Plaintiffs also appear to assert claims for monetary damages and/or rescission under the Real Estate Settlement Procedures Act ("RESPA"), 12 U.S.C. § 2601, and the Truth in Lending Act ("TILA") and the Home Ownership and Equity Protection Act ("HOEPA"), 15 U.S.C. § 1601. To the extent, if any, that these claims are independent from and not inextricably intertwined with the state court's judgment in the foreclosure proceedings, the Court further finds that Plaintiffs have failed to establish a likelihood of success on the merits as to these claims. A claim for civil damages under TILA/HOEPA must be brought within one year of the date the loan closed. 15 U.S.C. § 1640(e).

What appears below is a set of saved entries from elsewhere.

PR #26395, opened 2025-10-23
Fixing dump model ops feature on Windows for MGX EP

urpetkov-amd:
Fixing dump model ops feature for MIGraphX EP on Windows. The feature wasn't functional because of saving format rules on Windows which are opposite from Linux.

Current state of the feature gives us opportunity to generate and save onnx model after subgraph optimizations before compiling it. On this way we can look how model graph looks like after optimizations and we can use the optimized model.

### DIFF
--- a/onnxruntime/core/providers/migraphx/migraphx_execution_provider.cc
+++ b/onnxruntime/core/providers/migraphx/migraphx_execution_provider.cc
@@ -1341,11 +1341,11 @@ Status MIGraphXExecutionProvider::Compile(const std::vector<FusedNodeAndGraph>& 
       std::string onnx_name = fused_node.Name() + ".onnx";
       std::ofstream ofs(onnx_name, std::ios::binary);
       if (!ofs.is_open()) {
-        ORT_THROW("Failed to open file to dump ONNX model: " + model_name);
+        ORT_THROW("Failed to open file to dump ONNX model: " + onnx_name);
       }
       ofs.write(onnx_string_buffer.data(), onnx_string_buffer.size());
       ofs.close();
-      LOGS_DEFAULT(INFO) << "ONNX model dumped to " << model_name;
+      LOGS_DEFAULT(INFO) << "ONNX model dumped to " << onnx_name;
     }
 
     std::vector<std::string> input_names, output_names;


urpetkov-amd:
Thanks.
Okay, should we merge this and do that in another PR or add to this one? @snnn

urpetkov-amd:
@snnn 

I added changes for this. I added check if file is open, if it's not successfully opened then we can throw an error, otherwise print a log. In this way check for closing is not necessary, it will be closed in the ofstream destructor after leaving the block.

onnxruntime/core/providers/migraphx/migraphx_execution_provider.cc
```diff
@@ -1335,9 +1339,13 @@ Status MIGraphXExecutionProvider::Compile(const std::vector<FusedNodeAndGraph>&
 
     if (dump_model_ops_) {
       std::string onnx_name = fused_node.Name() + ".onnx";
-      std::ofstream ofs(onnx_name);
+      std::ofstream ofs(onnx_name, std::ios::binary);
```
snnn, line 1342: There seems to be a small typo here. The variable should probably be `onnx_name` instead of `model_name` to match the variable defined a few lines above.

onnxruntime/core/providers/migraphx/migraphx_execution_provider.cc
```diff
@@ -1335,9 +1339,13 @@ Status MIGraphXExecutionProvider::Compile(const std::vector<FusedNodeAndGraph>&
...
+      if (!ofs.is_open()) {
+        ORT_THROW("Failed to open file to dump ONNX model: " + model_name);
+      }
```
snnn, line 1345: Similar to the `ORT_THROW` above, this should likely use `onnx_name` to log the correct filename.

onnxruntime/core/providers/migraphx/migraphx_execution_provider.cc
```diff
@@ -1335,9 +1339,13 @@ Status MIGraphXExecutionProvider::Compile(const std::vector<FusedNodeAndGraph>&
 
     if (dump_model_ops_) {
       std::string onnx_name = fused_node.Name() + ".onnx";
-      std::ofstream ofs(onnx_name);
+      std::ofstream ofs(onnx_name, std::ios::binary);
+      if (!ofs.is_open()) {
+        ORT_THROW("Failed to open file to dump ONNX model: " + model_name);
```
snnn: This is a good fix. For even more robust error handling, you might consider checking the stream's state after closing the file (e.g., `if (!ofs)`). This would catch potential errors during the final flush to disk, which could result in a corrupt or incomplete file. However, I see that not checking the return of `close()` is a common pattern in this codebase, so this is more of a suggestion for hardening the code rather than a required change for this PR.

snnn:
This PR looks good and fixes the issue on Windows.

From a security perspective, there's a potential path traversal vulnerability here. The filenames for the dumped models are created from the graph/node names in the ONNX model without sanitization. An attacker could craft a model with a name like `../../etc/passwd` to write files to arbitrary locations.

This feature is for debugging, so the risk is lower, but it's still a potential issue if used in a shared environment.

I'd recommend sanitizing the names before using them as filenames. A simple sanitization function could be something like this:

```cpp
#include <string>
#include <string_view>

std::string SanitizeFileName(std::string_view name) {
    std::string newName(name);
    for (char& c : newName) {
        switch (c) {
            case '\\':
            case '/':
            case '\"':
            case '|':
            case '<':
            case '>':
            case ':':
            case '?':
            case '*':
                c = '_';
                break;
        }
    }
    return newName;
}

// ... usage ...
std::string model_name = SanitizeFileName(graph_viewer.Name()) + ".onnx";
```

I've noticed that other parts of onnxruntime that write files might also not have strong path traversal prevention, so this might be a broader issue. Given that, I'll leave it to you to decide if this is something you want to address in this PR or if it should be handled separately as a larger effort to improve security across the project.

Other than this security consideration, the PR looks good to me.

snnn (dismissed):

onnxruntime/core/providers/migraphx/migraphx_execution_provider.cc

Similarly, violations of RESPA are also subject to a one-year statute of limitations. 12 U.S.C. § 2614. Furthermore, a borrower's right to rescind under TILA/HOEPA expires "three years after the date of consummation of the transaction or upon the sale of the property, whichever occurs first." 15 U.S.C. § 1635(f). This three-year limit is an absolute time limit that is not tolled for any reason. Jones v. Saxon Mortgage, Inc., 537 F.3d 320, 327 (4th Cir. 1998). Plaintiffs executed their Note and Deed of Trust in 2005. Plaintiffs' Complaint for damages and/or rescission based upon alleged violations of TILA/HOEPA or RESPA was filed in 2015. Accordingly, it appears those claims are time-barred, and Plaintiffs have failed to demonstrate a likelihood of success on the merits.

Because Plaintiffs have failed to establish the requisite elements, their Motion for preliminary injunctive relief and declaratory judgment must be denied.

III. CONCLUSION

IT IS, THEREFORE, ORDERED that Plaintiff's "Application for Temporary Restraining Order, Preliminary Injunction, and Declaratory Relief," (Doc. No. 3), is DENIED.

FootNotes


1. The Court takes judicial notice of pertinent public records in the form of state court documents. See Witthohn v. Fed. Ins. Co., 164 F. App'x 395, 397 (4th Cir. 2006).
2. Furthermore, the Court notes that the portion of Plaintiffs' Motion seeking to enjoin the sale of the Property is moot as the Property was sold at a foreclosure sale and a trustee's deed was recorded in December 2015.